Publisher: Farrar, Straus and Giroux
ISBN: 1466821604
Category : Science
Languages : en
Pages : 632
Book Description
A paleontologist awakens us to the "extinction event" that human activity is bringing about today The natural world as humans have always known it evolved close to 100 million years ago, with the appearance of flowering plants and pollinating insects during the age of the dinosaurs. Its tremendous history is now in danger of profound, catastrophic disruption. In Terra, a brilliant synthesis of evolutionary biology, paleontology, and modern environmental science, Michael Novacek shows how all three can help us understand and prevent what he (and others) call today's "mass extinction event." Humanity's use of land, our consumption, the pollution we create, and our contributions to global warming are causing this crisis. True, the fossil record of hundreds of millions of years reveals that wild and bounteous nature has always evolved not quietly but thunderously, as species arise, flourish, die off, and are replaced by new species.
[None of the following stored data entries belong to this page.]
PR #296, opened 2020-11-10
Add permission service

FinnStutzenstein:
@jsangmeister @normanjaeckel Can someone fix the tests? I think most of them relied on the actual HTTP-Adapter and not the test service. I do not have the overview to change this.

Also: Black formatted old tests again, but now I branched from master. Can someone run `./cleanup.sh` again and see, if it changes back?

This PR does only work in combination with https://github.com/OpenSlides/OpenSlides/pull/5646 in the main repo, if the complete setup is started there. With the complete setup, it can be seen in action. In [this file](https://github.com/OpenSlides/openslides-permission-service/blob/master/internal/core/queries.go) the current implemented queries are listed.

### DIFF
--- a/tests/integration/old/fake_services/permission.py
+++ b/tests/integration/old/fake_services/permission.py
@@ -1,4 +1,6 @@
-from typing import Any
+from typing import Any, Dict, List
+
+from openslides_backend.services.permission.interface import NotAllowed
 
 
 class PermissionTestAdapter:
@@ -8,8 +10,13 @@ class PermissionTestAdapter:
     implementation.
     """
 
-    def __init__(self, superuser: int, *args: Any, **kwargs: Any) -> None:
-        self.superuser = superuser
+    def __init__(self, superuser_id: int, *args: Any, **kwargs: Any) -> None:
+        self.superuser_id = superuser_id
 
-    def check_action(self, user_id: int, action: str, data: Any) -> bool:
-        return user_id == self.superuser
+    def is_allowed(
+        self, name: str, user_id: int, data: List[Dict[str, Any]]
+    ) -> List[Dict[str, Any]]:
+        if user_id == self.superuser_id:
+            return [{} for _ in data]
+        else:
+            raise NotAllowed("Not the superuser")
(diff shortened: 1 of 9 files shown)


jsangmeister:
Ahh, you use the `cleanup.sh`, I forgot to adjust that since I only use the makefile. That explains the diff

FinnStutzenstein:
I rebased -> the black files were changed in master, so no problems here. Still open:

One of @normanjaeckel or @jsangmeister should fix the tests

tests/integration/old/fake_services/permission.py
```diff
@@ -8,8 +10,13 @@ class PermissionTestAdapter:
...
 
-    def check_action(self, user_id: int, action: str, data: Any) -> bool:
-        return user_id == self.superuser
+    def is_allowed(
+        self, name: str, user_id: int, data: List[Dict[str, Any]]
+    ) -> List[Dict[str, Any]]:
+        if user_id == self.superuser_id:
+            return [{} for _ in data]
+        else:
+            raise NotAllowed("Not the superuser")
```
jsangmeister, line 22: This is the fake adapter from the old integration tests. The changes here will have no effect on the actual tests

FinnStutzenstein: Oh ok, but I'll leave them, if they do not hurt (It is more work to redo them instead of leaving as-is;) )

jsangmeister: Yes, just wanted to let you know :D

jsangmeister:
I can fix the tests.

jsangmeister:
> (I'm still a bit confused, that the actual http adapter is used in the tests even there is no perms service...)

After looking into it, I think that came from the fact that the actual implementation was the same as the now mocked adapter, as it always returned `True`. So there was just no need to mock a fake adapter.

Anyway, the tests should be fixed now.

normanjaeckel (commented):
Ok.

jsangmeister:
@FinnStutzenstein you can merge if you have no additional remarks.

PR #299, opened 2020-11-10
Add group.delete action + tests.

reiterl:


openslides_backend/action/group/delete.py
```diff
@@ -0,0 +1,36 @@
...
+        )
+        if group.get("default_group_for_meeting_id"):
+            raise ActionException(
+                f"Group {instance['id']} is a default group for a meeting."
+            )
+        if group.get("superadmin_group_for_meeting_id"):
+            raise ActionException(
+                f"Group {instance['id']} is a superadmin group for a meeting."
+            )
+        return instance
```
jsangmeister, line 36: This can also be done via the `models.yml`, just set these fields to `on_delete: PROTECT`. Remove this and then test again that it works as intended

jsangmeister: Only issue with this is that the error messages become too broad, this was already addressed in https://github.com/OpenSlides/openslides-backend-coordination/issues/96#issuecomment-720973153 and will be fixed with a general solution

jsangmeister (changes requested):

openslides_backend/action/group/delete.py
reiterl: Okay, we want it more implicitly by the model definition. Okay, done this, Check was okay.
Add PR https://github.com/OpenSlides/OpenSlides/pull/5697 for the model changes.

jsangmeister (approved):
Please sqash

PR #300, opened 2020-11-10
Added test.

normanjaeckel:
@jsangmeister Can you please fix this test?

Maybe it is related to https://github.com/OpenSlides/openslides-backend-coordination/issues/48 but I am not sure. The problem is a cascade deletion with a reverse reference: Workflow -> State -> Workflow.

Maybe the solution is to put the deleted model also to `additional_related_models` here https://github.com/OpenSlides/openslides-backend/blob/master/openslides_backend/action/generics.py#L412 and not only models of related fields.

### DIFF
--- a/openslides_backend/action/generics.py
+++ b/openslides_backend/action/generics.py
@@ -311,8 +311,9 @@ class DeleteAction(Action):
                 for field_name, field in self.model.get_relation_fields()
                 if field.on_delete != OnDelete.SET_NULL
             ]
+            this_fqid = FullQualifiedId(self.model.collection, instance["id"])
             db_instance = self.datastore.get(
-                fqid=FullQualifiedId(self.model.collection, instance["id"]),
+                fqid=this_fqid,
                 mapped_fields=relevant_fields,
                 lock_result=True,
             )
@@ -322,7 +323,7 @@ class DeleteAction(Action):
             relation_fields: List[Tuple[str, BaseRelationField]] = []
             # Gather all delete actions with payload and also all models to be deleted
             delete_actions: List[Tuple[Type[Action], ActionPayload]] = []
-            additional_relation_models: ModelMap = {}
+            additional_relation_models: ModelMap = {this_fqid: DeletedModel()}
             for field_name, field in self.model.get_relation_fields():
                 if field.structured_relation or field.structured_tag:
                     # TODO: We do not fully support these fields. So silently skip them.
@@ -350,7 +351,7 @@ class DeleteAction(Action):
                             ):
                                 raise ActionException(
                                     f"You can not delete {self.model} with id {instance['id']}, "
-                                    f"because you have to delete the related {str(field.to)} first."
+                                    f"because you have to delete the related model {fqid} first."
                                 )
                     else:
                         # field.on_delete == OnDelete.CASCADE
--- a/openslides_backend/action/relations.py
+++ b/openslides_backend/action/relations.py
@@ -7,7 +7,6 @@ from ..models.fields import (
     BaseRelationField,
     GenericRelationField,
     GenericRelationListField,
-    OnDelete,
     RelationField,
     RelationListField,
     TemplateRelationField,
@@ -390,16 +389,6 @@ class RelationsHandler:
                 )
             else:
                 assert rel_id in remove
-                if (
-                    self.type in ("1:1", "m:1")
-                    and self.reverse_field.on_delete == OnDelete.PROTECT
-                ):
-                    # Hint: There is no on_delete behavior in m:n cases. The reverse
-                    # field is always nullable. We just modifiy the related field list.
-                    raise ActionException(
-                        f"You are not allowed to delete {self.model} {self.id} as "
-                        "long as there are some required related objects."
-                    )
                 if self.type in ("1:1", "m:1"):
                     new_value = None
                 else:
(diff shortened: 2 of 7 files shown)


normanjaeckel:
See also https://github.com/OpenSlides/openslides-backend-coordination/issues/82

I added a commit for this problem but I am nut sure whether I understood your DeletedModel thing correctly.

tests/system/base.py
```diff
@@ -41,6 +44,14 @@ def setUp(self) -> None:
         )
         self.client = self.create_client(ADMIN_USERNAME, ADMIN_PASSWORD)
 
+    def load_example_data(self) -> None:
+        self.datastore.truncate_db()
+        example_data = json.loads(requests.get(self.EXAMPLE_DATA).content)
+        for collection, models in example_data.items():
+            for model in models:
+                fields = {k: v for k, v in model.items() if k != "id"}
```
jsangmeister, line 52: Why do you not write the id into the datastore? for some tests it's needed

openslides_backend/action/generics.py
```diff
@@ -336,7 +337,7 @@ def delete_action_prepare_dataset(self, payload: ActionPayload) -> DataSet:
             relation_fields: List[Tuple[str, BaseRelationField]] = []
             # Gather all delete actions with payload and also all models to be deleted
             delete_actions: List[Tuple[Type[Action], ActionPayload]] = []
-            additional_relation_models: ModelMap = {}
+            additional_relation_models: ModelMap = {this_fqid: DeletedModel()}
```
jsangmeister, line 340: This was missing and the reason why the test failed

openslides_backend/action/relations.py
```diff
@@ -390,16 +389,6 @@ def prepare_result_to_id(
...
-                if (
-                    self.type in ("1:1", "m:1")
-                    and self.reverse_field.on_delete == OnDelete.PROTECT
-                ):
-                    # Hint: There is no on_delete behavior in m:n cases. The reverse
-                    # field is always nullable. We just modifiy the related field list.
-                    raise ActionException(
-                        f"You are not allowed to delete {self.model} {self.id} as "
-                        "long as there are some required related objects."
-                    )
```
jsangmeister, line 402: I removed this since it threw an error when actually the related model was being deleted by the cascade deletion. Structurally, it also makes more sense to have this kind of check in the delete action, since it knows best about which models are deleted and which not. It seems to not have had any unforseen side effects, but please double check if it's ok to remove this here @normanjaeckel.

tests/system/action/motion_workflow/test_delete.py
```diff
@@ -40,6 +40,28 @@ def test_delete_with_states(self) -> None:
...
+        # needed because you can't delete the last workflow of a meeting
+        self.create_model("motion_workflow/100", {"meeting_id": 1})
+        response = self.client.post(
+            "/",
+            json=[{"action": "motion_workflow.delete", "data": [{"id": 2}]}],
+        )
+        self.assert_status_code(response, 200)
+        self.assert_model_deleted("motion_workflow/2")
+        self.assert_model_deleted("motion_state/3")
+
```
jsangmeister, line 64: This was the key point why the test failed, I extracted it into it's own test to not have to load all example data.

tests/system/base.py
normanjaeckel: It just because we do not do this in most (or all) other tests. I have no problem if you do so here.

openslides_backend/action/generics.py
normanjaeckel: Ok, nice.

tests/system/base.py
jsangmeister: It's added automatically in the `create_model` method for the above reason. I think it's better to not filter it out as it might create hard-to-debug errors.

openslides_backend/action/relations.py
normanjaeckel: Hm. What about an update case where the field is set to `None` or `[]`. In this case the reverse field is set to `None`. Maybe we want to prevent this case with the OnDelete flag. But maybe this is not correct and we have to use the `required` flag instead.

tests/system/action/motion_workflow/test_delete.py
normanjaeckel: Yes. We can leave the `load_example_data` in code for such testing cases but should not use it in permanent tests because it is too slow.

tests/system/action/topic/test_delete.py
```diff
@@ -67,3 +67,11 @@ def test_create_delete(self) -> None:
         self.assert_status_code(response, 200)
         self.assert_model_deleted("topic/1")
         self.assert_model_deleted("list_of_speakers/1")
+
+    def test_example_data(self) -> None:
```
normanjaeckel, line 71: Maybe also remove or change this test because load_example_data is a really slow test case.

tests/system/base.py
normanjaeckel: Ok.

openslides_backend/action/relations.py
jsangmeister: I am not sure I understand you example. If you think we need this (the current tests do not need it, at least), feel free to add it back, but you would've to fix the test again then :D

normanjaeckel: You can leave it out but please open an issue that I have to look at the "required" case again.

tests/system/action/topic/test_delete.py
jsangmeister: Changed.

PR #304, opened 2020-11-11
Add group.set_permission action + tests.

reiterl:


openslides_backend/action/group/set_permission.py
```diff
@@ -0,0 +1,35 @@
...
+        }
+    )
+
+    def update_instance(self, instance: Dict[str, Any]) -> Dict[str, Any]:
+        set_ = instance.pop("set")
+        permission = instance.pop("permission")
+        group = self.datastore.get(
+            FullQualifiedId(self.model.collection, instance["id"]), ["permissions"]
+        )
+        instance["permissions"] = group["permissions"]
```
jsangmeister, line 30: I would suggest to only set the `permissions` field if something was changed, so we don't create unnecessary write requests.

reiterl: Done, if the permissions are not changed, the instance is not updated.

jsangmeister (approved):

PR #306, opened 2020-11-12
Update mediafile.update action: handle children in non parent case.

reiterl:
In the case, where a mediafile doesn't have a parent, the handle_children method was not called.
Changed this, in both cases the children are handled.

We learn from paleontology and archaeology that for 50,000 years, human hunting, mining, and agriculture have changed many localities, sometimes irrevocably. But today, Novacek insists, our behavior endangers the entire global ecosystem. And if we disregard—through ignorance, antipathy, or apathy—the theory of evolution that developed with our modern understanding of the Earth's past, we not only impede enlightenment but threaten any practical strategy for our own survival. The evolutionary future of the entire living planet depends on our understanding this.